Sur ce chapitre, l’appréhension de la question est très réductrice, aussi bien sur la genèse que sur les finalités de la Seconde Guerre mondiale. En effet, depuis la fin de la Seconde Guerre mondiale, le camp des vainqueurs (l’Occident en général) a réussi une double falsification. Il a imposé sa vision de l’Histoire.
Premièrement, les vainqueurs sont parvenus à présenter la seconde boucherie mondiale comme une guerre juste menée par le camp du Bien contre le camp du Mal. Un combat de la démocratie contre le fascisme. Bien évidemment, les Alliés (Etats-Unis, Angleterre, URSS, etc.) étaient dans le camp du Bien. Et l’autre camp, l’axe, était dans celui du Mal.
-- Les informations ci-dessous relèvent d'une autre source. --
PR #1265, opened 2019-11-14
Update s390 integration tests

schaefi:
Added vmx build test to run in kvm on s390. Updated the
existing oem build test to deploy on DASD. The concept
of the network setup invented by kiwi for s390 does no
longer apply and was also not used on the s390 distribution


schaefi:
Once #1264 is merged I plan to re-enable the s390 integration tests

schaefi:
> Just one question, where is it stated that oem image is targeting DASD? is it the `zipl_tragettype`?

Welcome to the wonderful world of mainframes :) This is expressed in kiwi speech by the zipl_target_type. and that heads into the following documentation:

* https://www.ibm.com/support/knowledgecenter/en/linuxonibm/com.ibm.linux.z.lkdd/lkdd_r_zipl_lboot_parms.html

So in short the setting zipl_targettype="CDL" makes this image a DASD target

PR #1266, opened 2019-11-14
Allow use of relative paths for `dir:<path>` URIs

### LINKED ISSUE #1261: Support relative paths in rpm-dir repository definition
## Problem description

A repository definition like the one below is not possible

```xml
<repository type="rpm-dir">
  <source path="dir:<relative_path>">
<reposiroty>
```

## Expected behaviour

To translate the relative path to absolute one and form there work as usual.

Include a plain directory of RPMs as a repository in config.xml using relative paths and then run the build.

+ KIWI version: 9.18.16
+ Operating system: SLE15
+ OBS version: None

davidcassany:
This commit allows the use of relative paths for local URIs using the
the following format:

`dir:<path>`

This is helpful to set in config.xml local URIs for repositories.

Fixes #1261

### DIFF
--- a/kiwi/system/uri.py
+++ b/kiwi/system/uri.py
@@ -246,7 +246,7 @@ class Uri:
         return iso_mount.mountpoint
 
     def _local_path(self, path):
-        return os.path.normpath(path)
+        return os.path.abspath(os.path.normpath(path))
 
     def _obs_project_download_link(self, name):
         name_parts = name.split(os.sep)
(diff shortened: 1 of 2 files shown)


davidcassany:
@schaefi I added the "Don't merge" label because I am awaiting for a bugzilla ticket.

davidcassany:
@schaefi just removed the don't merge label. I think this fix should not wait anymore to get it merged. I was a awaiting for the user to fill a new bugzilla ticket for that (so I could include the reference on the commit message). But this is already few days ago, so I will manually include the bugfix trace in SLE history later on if the ticket arrives. I don't want to block anymore this fix because of that.

PR #1272, opened 2019-11-21
Swap not last

### LINKED ISSUE #1231: oem resize, swap as last partition questionable
## Problem description

If the ```<oem-swap>true</oem-swap>``` setting is used in a kiwi oem build, the repartition operation creates the swap space as last partition after the root partition. Such a system cannot be easily resized if the storage disk changes its disk geometry. On SAN systems it's possible to reside disks and that geometry change gets populates to the OS. For the system to
make use of the new space the partition table needs to be adapted. Currently this is can be done as follows:

* delete swap
* resize root partition to new size
* create swap partition
* create swap space
* resize root filesystem

If we consider to allow the swap space to be created before the root partition the sequence changes to

* resize root partition to new size
* resize root filesystem

The reasons to have swap at the end of the partition table was due to performance issues on swap if it's not at the end. However that decision is years ago and maybe the original reason for setting up like that is no longer valid.

Let's discuss if it would make sense to change this.

Thanks

### LINKED ISSUE #1259: swap is mounted by label and not by UUID as other partitions
## Problem description
On an aarch64 JeOS built with kiwi on OBS, all partitions are mounted by UUID, except swap which is mounted by label.

## Expected behaviour
swap should be mounted by UUID.

+ KIWI version: 9.18.31
+ Operating system: Tumbleweed aarch64

schaefi:
**Prevent swap partition to be the last one**
    
In an OEM deployment that requested the creation of a swap
partition via <oem-swap> that swap partition was created
at first boot and was always the last partition on the disk.
This was required because it could not be placed before
any other partition without destroying those partition
contents. This process leaves the system in an inflexible
condition if the storage device can change its geometry
dynamicly as it's the case for SAN systems. The typical
deployment target for OEM images are SAN storage clusters
and it's cumbersome to resize the root partition if swap
is last.
    
This commit Fixes #1231 and changes the handling of swap if
requested via <oem-swap> as follows:
    
1. The swap space is created as part of the image build process
    and no longer on first boot of the image via dracut code.
    This increases the size of the non compressed .raw disk image
    by the configured swap space size or the default. The
    compressed versions are not affected since zero initialized
    swap space compresses to almost no space. Deployment of
    the image however also deploys the swap partition which
    increases deployment time. For big swap configurations
    it's advisable to switch off image verification via
    oem-skip-verify. For very big swap configurations it's
    also recommended to prevent kiwi from adding them as part
    of the image and let them be created on first boot via
    a systemd service that e.g places a swap file, or creates
    a swap volume when possible such that the fexibility to
    resize the rootfs is still available.
    
2. The setup of the swap space is now explicit. It's no longer
    calculated by twice times RAM size because on newer machines
    this could lead to huge numbers. Either the kiwi encoded
    default swap size applies or the user configured value.
    
3. LVM based oem disks creates the swap space as logical volume.
    The volume is created as part of the image build process
    and no longer on first boot. The swap volume at build time
    of the image is of a minimal size and gets resized on first
    boot.
    
4. The move of the swap creation into the builder code also
    handles swap per configured device persistency schema like
    any other devices. This means by default swap is mounted
    via by-uuid name and thus also Fixes #1259

**Fixed extending LVM volumes**
    
For extending the LVM volumes a resize prefix is set for each
volume. If no extra prefix is needed it can happen that the
former prefix setting is used which is wrong. The resize
prefix must be reset for each new volume iteration


schaefi:
@davidcassany have to move on with this and see if all tests are passing and working. I've done many tests on this. The only change that is inevitable if swap should not be last and the traditional partition table is in use is that the swap space is part of the image at it's configured size and will therefore impact the size of the image and also the deployment time if people use a big swap space setup. This can't be prevented if swap should not be last. Apart from that there are more advantages for the change than disadvantages:

* less code in the initrd
* swap handled the same way as other partitions in fstab
* consistently part of the image build process
* easier rootfs resize code in the initrd
* swap requested means swap will exist, no implicit request
* no implicit swap space calculation by ram space of the target

From this perspective I see the change to be good and worthwhile. The question is what is the strategy for big swapsize setup in the XML description. I can think of the following:

- Disable swapsize setup by kiwi and create a systemd one-shot service to setup a swapfile
- Disable swapsize setup by kiwi and setup an oem-systemsize that is smaller than the target disk.
  This leaves space available on the disk and the user can create a swap partition. However that
  will then be again a partition after root and makes the resize of the rootfs again more difficult
- Move to LVM, this will manage swap as volume and we don't have any problems

So there are opportunities to get to the same state as before but some work to get there will be needed. Please let me know your thoughts about it

Thanks

davidcassany:
> So there are opportunities to get to the same state as before but some work to get there will be needed. Please let me know your thoughts about it

Yes @schaefi I just started having close look today early in the morning. Sorry for the delay, last week had other issues on the plate and I wanted to have a close relax look to it without hurries. Form the code perspective I don't have any concern and also from the feature set I really like it.

I have just one corner case that came to my mind that I am curious about. What if someone sets a volume in systemdisk section with the `SWAP` label? I know this is most likely to be wrong, but I have seen it more than once, people trying to set the swap partition within the volumes section. I wanted to run a test to see if at least is not creating some sort of weird hard to understand side effect.

schaefi:
> What if someone sets a volume in systemdisk section with the SWAP label? 

I would expect this to end with a build error at the time the label is set but already exists. I think we should create a runtime check for the reserved labels: SWAP, ROOT, SPARE

davidcassany:
> > What if someone sets a volume in systemdisk section with the SWAP label?
> 
> I would expect this to end with a build error at the time the label is set but already exists. I think we should create a runtime check for the reserved labels: SWAP, ROOT, SPARE

Yes a runtime check probably makes sense here. These labels should be prohibited.

schaefi:
@davidcassany ok, added the runtime check

davidcassany:
mm I realized another issue :/ 

If we use not up to date dracut modules against this code we will endup with two different swap partitions, one done at build time, another one done at boot time... both included in fstab. On my tests the first one, the done at build time, is the one active, probably it depends on the fstab order. 

I believe we have a couple of alternatives:

1. We make sure to update all versions at the same time: SLE15 GA and SP1 (not sure if we already have kiwi in SP2). Not sure what we should do with SLE12...

2. Make sure that we disable the creation of the swap partition if it has been already created at build time. Probably revert kiwi_oemswap once the partition is done?

I'd be more in favor of 2nd if there is a clean way to achieve it. Assume we'll be always up to date will cause resistance on maintenance.

I think this is a relevant issue as we have faced an L3 related to incompatibilities across service packs.

schaefi:
very good point, yes this needs a handling. I'll check that

schaefi:
I pushed a commit that should handle it, can you take a look ?

schaefi:
One problem with backward compatibility however stays. The opportunity to resize a swap LVM volume has been added with this change too. People building with the latest builder but old dracut modules and using LVM will see their swap volume to stay at the original size. Nothing will break but the swap volume gets resized without the swap space to be resized. This can be done inside the system at any later point in time but is an inconsistency I'm afraid we have to live with. Thoughts ?

davidcassany:
> One problem with backward compatibility however stays. The opportunity to resize a swap LVM volume has been added with this change too. People building with the latest builder but old dracut modules and using LVM will see their swap volume to stay at the original size. Nothing will break but the swap volume gets resized without the swap space to be resized. This can be done inside the system at any later point in time but is an inconsistency I'm afraid we have to live with. Thoughts ?

Yes I don't see a good solution for that... The expansion is done at boot time and the code in that case doesn't know how to deal with it, thus better don't do anything. Another wild idea would be to provide the dracut modules within the python3-kiwi (obviously this is a major change out of scope now), but then we probably would end up with other backward incompatibilities because of upstream code not being compatible with certain old distro.

schaefi:
perfect thanks much for your input on this. It's always better to have more than one looking on the code :+1:

schaefi:
I'll pass this along to staging, let's see if all test builds succeeds and boots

Les premiers prétendaient se battre pour la démocratie, les droits de l’Homme. Alors que tous ces pays piétinaient allègrement, dans la réalité, ces mêmes droits (la France et l’Angleterre par leur colonialisme asservissaient des centaines de millions d’«indigènes» réduits en esclavage ; les Etats-Unis, pays de l’esclavage et du racisme institutionnalisé, déniaient tout droit civique aux Noirs américains ; l’URSS, pays stalinien, avec ses camps de concentration, n’avait rien à envier à l’Allemagne hitlérienne).
Deuxièmement, seconde falsification, l’historiographie dominante a toujours réduit cette boucherie, par une psychologisation de l’histoire, à la seule personne d’Hitler, censé être l’unique responsable de la guerre. Alors qu’il s’agissait en réalité d’une véritable guerre impérialiste préparée de longue date par l’ensemble des pays belligérants. Hitler n’a été que le produit du grand capital allemand. Ce n’est ni un Génie ni un Malade mental, comme le propagent de nombreux historiens. Et n’était l’accélération de la crise économique mondiale à partir 1929, son ascension et son accession démocratiquement au pouvoir en 1933 n’auraient jamais eu lieu.
Il ne faut jamais perdre de vue que cette Seconde Guerre mondiale, tout comme la première, s’est déroulée au sein du mode de production capitaliste, au cœur du monde impérialiste, pour résoudre militairement les contradictions inhérentes à ce système confronté en permanence aux crises économiques. Et non dans un no man’s land socio-économique, politique et idéologique. Les deux guerres mondiales ne se sont pas produites ex nihilo. Mais sont le fruit d’un système de production déterminé, baptisé et nommé capitalisme.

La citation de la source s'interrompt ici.